Cartesia releases Sonic-3.5 and Ink-2 for streaming TTS and STT
Cartesia launched Sonic-3.5 for text-to-speech and Ink-2 for speech-to-text, calling them its new top streaming voice models. The release pairs low-latency voice-agent claims with 42-language support and immediate partner availability.

TL;DR
- Cartesia's launch post introduced Sonic-3.5 for streaming text to speech and Ink-2 for streaming speech to text, with the company calling them its new top voice-agent models.
- According to Together AI's availability post, Sonic-3.5 ships with sub-90ms latency, native support for 42 languages, and improved handling for codes, IDs, and other structured speech.
- Cartesia's promo thread framed the release as a single-provider voice stack, pairing TTS and STT under one API for real-time agents.
- Day-one distribution was already broader than Cartesia's own surface, with Vapi's integration post and Together AI's launch post both announcing availability.
You can start with Cartesia's main launch thread, jump to Together AI's model page post, and even test a live demo through Cartesia's call link thread. One useful detail surfaced in replies: a Cartesia reply on open source said the models are not open source, while another Cartesia reply said they can plug into any LLM.
Sonic-3.5
Sonic-3.5 is the more concrete half of the release so far. Cartesia's launch framing in its main thread focuses on speed and quality, while Together AI's feature list adds the engineering details that matter in production.
Together's summary broke the model into four claims:
- Sub-90ms latency.
- Native support for 42 languages.
- Better transcript following for codes, IDs, and other structured speech.
- Context-aware pronunciation for heteronyms like "read," "bass," and "bow," according to Together AI's post.

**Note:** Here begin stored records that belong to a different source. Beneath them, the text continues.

Issue #1217, opened 2020-06-04
Remove old GCP resources, receive adapters, and publishers


nachocano:
**Describe the bug**
In https://github.com/google/knative-gcp/pull/1207 we renamed all GCP resources created by sources, as well as the receive adapters. We should clean up those old resources in code so that users can have a smooth upgrade experience. 
Also https://github.com/google/knative-gcp/pull/1226 avoids creating unnecessary publishers for sources. We should delete the already created ones.
We agreed on doing this in a follow up as it will get nasty and will take sometime. 
This is a 0.16 blocker.

 **Expected behavior**
No GCP resources are leaked when upgrading to 0.16.

nachocano:
fyi @Harwayne

PR #1398, opened 2020-07-07
Mark the subs for update if the Channel's topic has changed.

Harwayne:
Helps with #1217, #1399

## Proposed Changes

- Check to see if the PullSubscription's Topic should change (due to a naming change in 0.16), if so, mark it for update.
- Channels watch for changes to owned resources, regardless of the version of the owning Channel.

**Release Note**

```release-note
NONE
```


nachocano:
Unfortunately will have to force the push...

PR #135, opened 2016-04-08
Event system move to MegaMek

Akjosch:
Event system, same as in https://github.com/MegaMek/mekhq/pull/39 (see there for discussion and examples), just moved to megamek.common.event package.

Needs the copyright headers in the new class files. I'll add those as soon as we decided on the exact wording.


arlith:
EventBus line 146 has a reference to HQEvent instead of MMEvent in a comment.

Other than that, looks fine to me.

Akjosch:
It also had one in a system error message on line 67. :) The things refactoring can't catch, basically.

Issue #149, opened 2016-04-16
IS Small Laser firing at LOS Range


ObviousTech:
With LOS Range enabled, units are currently able to fire with IS Small Laser (or any other non-pulse energy weapon).

Small Laser has a long range of 3, which is less than 7 (direct-fire energy weapon minimum to use LOS range), thus is not allowed to fire at LOS range.

ObviousTech:
I suspect MG is because is because MGWeapon is missing the F_DIRECT_FIRE flag

ObviousTech:
For the small laser, the current logic is:
if (PULSE and (ENERGY or DIRECT_FIRE))


It should probably be:
if (DIRECT_FIRE AND (PULSE OR ENERGY))

pheonixstorm:
LOS Range is pg 85

ObviousTech:
F_DIRECT_FIRE appears to have been originally designed for determining if a weapon works with TCs.

F_DIRECT_FIRE currently is also used for determining if a weapon works with LOS Range and Strafing.

- Based on the strafing rules (TW p243) as direct-fire energy weapons, flamers should be able to be used in strafing.  They currently can't in Megamek because they aren't flagged as DIRECT_FIRE.
- MGs and Flamers are not flagged as DIRECT_FIRE, so right now they can fire at LOS Range (but shouldn't be able to according the LOS Range rules).

mkerensky:
AMS has the same issue I think.  Princess fires them at me at LOS range. I've never tried to fire one back.

pheonixstorm:
That would be a different issue entirely. AMS should not be used as a weapon. Ever.

HammerGS:
@pheonixstorm Might want to read TO pg 99-100 Option Rule but still valid.

pheonixstorm:
Didn't think that was actually in MM. Actual option in MM or just a bug that could be turned into that option?

arlith:
Pretty sure there's an option to fire AMS like MGs per the optional rule.

scJazz2:
I think this might have created a bug. Small Lasers are no longer able to fire at Extreme Ranges. Presumably, this effects MGs and Flamers, etc.

arlith:
I cannot reproduce this issue.  If this is in fact a bug, you should create a new ticket for it, and provide steps to reproduce.  A saved game for testing would be useful.

PR #150, opened 2016-04-16
Issue #149: LOS range

ObviousTech:
**DO NOT USE, MGs still bugged**
_Applying the DIRECT_FIRE weapon type flag to MGs will make them work with TCs (which they shouldn't)_

Fix for both parts of issue #149 :
- LOS Range logic bug for non-pulse energy weapons
- Missing DIRECT_FIRE flag for MG weapons

### DIFF
--- a/megamek/src/megamek/common/Compute.java
+++ b/megamek/src/megamek/common/Compute.java
@@ -1033,9 +1033,9 @@ public class Compute {
                 }
             }
             // No Direct Fire Energy or Pulse with range < 7            
-            if (wtype.hasFlag(WeaponType.F_PULSE)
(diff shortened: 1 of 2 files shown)


ObviousTech:
Not sure if MGWeapon should really be F_DIRECT_FIRE as it is already F_BURST_FIRE.  Should look through everything that uses weaponType.F_DIRECT_FIRE and see if MGs would still work correctly if they had this flag...

Issues:
- client\bot\princess\FireControl.java#L898: F_DIRECT_FIRE is used in determining if a weapon can be used with targeting computer.  Flamers and machine guns should be specifically excluded from targeting computer use.  Neither Flamers not MGs are currently F_DIRECT_FIRE.

PR #153, opened 2016-04-16
SPA: Forward Observer

pheonixstorm:
After testing this, this particular SPA should make VTOLs and infantry even more viable as spotters in a game.

No know bugs, ready for review and merge.


megamek/src/megamek/common/weapons/ArtilleryBayWeaponIndirectFireHandler.java
```diff
@@ -181,18 +181,34 @@ public boolean accept(Entity entity) {
             // Out of any valid spotters, pick the best.
             while (spottersAfter.hasNext()) {
                 Entity ent = spottersAfter.next();
-                if ((bestSpotter == null)
-                        || (ent.getCrew().getGunnery() < bestSpotter.getCrew()
-                                .getGunnery())) {
+                if (bestSpotter == null) {
                     bestSpotter = ent;
+                } else {
```
arlith: This addition doesn't make much sense to me.  What is the purpose of the continue line? Is that meant to be a break?  It seems like the the first two conditions should be an if/else if.  This code is repeated again later on in ArtilleryWeaponIndirectFireHandler.

pheonixstorm:
I've got nothing. Best guess is the continue should have been if forward observer was not found continue the loop.

So would pushing the middle choice up and changing the other two into an if/else to use continue or break work?

something like if fo break else continue?

arlith:
I don't see why you need a break of continue at all.  The continue is superfluous because that's what the loop is going to do anyways.  As for breaking when you find a forward observer, the gunnery skill of the forward observer has an effect on the forward observer mod (based on your code), so, just because a crew *has* forward observer doesn't mean it's the best candidate for a spotter (there could be a forward observer with lower gunnery).

pheonixstorm:
Is an if else/if really needed? A few ifs should be fine since there is nothing else to test for and I really don't like leaving out the final else, but.. Your call. I have the code ready for commit. Would the following be fine?

>                 if (bestSpotter == null) {
                    bestSpotter = ent;
                }
                if (ent.getCrew().getOptions().booleanOption("forward_observer")
                        && !bestSpotter.getCrew().getOptions().booleanOption("forward_observer")){
                    bestSpotter = ent;
                }
                if (ent.getCrew().getGunnery() < bestSpotter.getCrew().getGunnery()
                        && !bestSpotter.getCrew().getOptions().booleanOption("forward_observer")) {
                    bestSpotter = ent;
                }
                if (bestSpotter.getCrew().getOptions().booleanOption("forward_observer")
                        && ent.getCrew().getOptions().booleanOption("forward_observer")) {
                    if (ent.getCrew().getGunnery() < bestSpotter.getCrew().getGunnery()) {
                        bestSpotter = ent;
                    }
                }

arlith:
Yes, that seems fine.

arlith:
Could you also update the tooltip for forward observer?  I don't feel like it's terribly descriptive.  Ideally, the tooltip should give you a good idea of what the SPA/Quirk/Option/Whatever does, to save you from having to look it up in the rulebook.

pheonixstorm:
Ok, will change and commit in a few.

pheonixstorm:
If there is nothing else this is now ready.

Cartesia also used replies to fill in rollout details. one language support reply said Sonic-3.5 includes 9 Indic languages, and another reply reiterated the 42-language footprint with support for different accents and locales.
Ink-2
Ink-2 arrived with less public detail than Sonic-3.5, but the positioning is clear. Cartesia's product account called it the new top streaming speech-to-text model, and Albert Gu's thread said both launches landed within a week and were built from the ground up.

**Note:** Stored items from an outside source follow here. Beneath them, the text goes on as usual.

PR #154, opened 2016-04-16
Replacing the internal representation of mass/tonnage with doubles

Akjosch:
This replaces everything which is related to mass, tonnage, carrying capacity and so on with `double`.

What is left as `float`, due to not needing the precision, are:

* Game options
* Damage
* Random generator weights
* Gravity

This is an API-changing PR. This means I'll need to create PRs for MegaMekLab and MekHQ, and whoever is using MegaMek.jar as a library (like MekWars) will need to be made aware of the change.


Akjosch:
I checked the current MekWars trunk, and it looks like it doesn't interface with these MegaMek classes, so no change necessary there.

PR #155, opened 2016-04-18
Add the possibility to load a part of a file for hex images

Akjosch:
This PR adds a generic method to load images as a replacement/enhancement to `toolkit.getImage(filename)`.

In particular, declaring an image as "image.png(X,Y-W,H)" will load image.png, then return a rectangle of size (W,H) cut at pixel position (X,Y) from the image, enabling relatively easy tile maps and image atlases.


Akjosch:
Also, I made the loading wait for the images to load fully, preventing (in particular) the map editor from having to be started *twice* to see all the hex images ...

Akjosch:
Slight optimisation here: Now every image loaded via `ImageUtil.loadImageFromFile()` will be a BufferedImage ready to be used with hardware acceleration, at least for the default two loaders (custom loaders are free to not care).

PR #169, opened 2016-04-24
Bug#4578.quirks.unit.type

arlith:
Ok, I think this is all set to go.  This fixes [SF bug #4578](https://sourceforge.net/p/megamek/bugs/4578/).

Adding the unitType tag to quirks was the easy bit.  Then I spent a bunch more time writing a utility to help me rewrite the canon quirks XML so that it has the right unitType tags.  I think I've got it now, along with some fixes in the canon quirks list.

Plan to give this a few days for code review, then I'm going to merge it.


pheonixstorm:
Is the unit type tag now required or optional. If required then I, and who knows who else, will need to update the custom quirks files as well, so may want to big announced once merged and released.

Gu, a Cartesia cofounder, tied the release to a broader architecture bet in his post: speech models need to fuse text and audio, and the work behind Sonic-3.5 and Ink-2 is meant to scale toward general real-time multimodal systems. That gives the launch a more ambitious read than a simple model refresh.
Where it shows up
The ecosystem rollout was immediate.
- Vapi's post said Cartesia models are available on Vapi for existing builds.
- Together AI's post said Sonic-3.5 is available on Together AI.
- the same Together thread also said developers can browse more than 150 Sonic-3.5 voices in its voice finder before deploying.
- a Cartesia reply said the stack can plug into any LLM.
That last point matters because Cartesia is selling the release as infrastructure, not a closed app surface.
Rollout details
A few practical details only showed up outside the main launch tweet.
- Cartesia's follow-up thread linked a live call demo and a signup promo for trying a real voice agent.
- another Cartesia post offered three free months for teams switching from an existing provider.
- a direct reply from Cartesia said the models are not open source.
- a data residency reply said Cartesia already works with customers that have India data residency requirements.
- a multilingual roadmap reply said multilingual Ink-2 is still "coming soon," even though Sonic-3.5 already supports 42 languages.
That last reply is the clearest caveat in the launch material. The TTS side looks broadly multilingual today, while STT multilingual support still appears to be rolling out.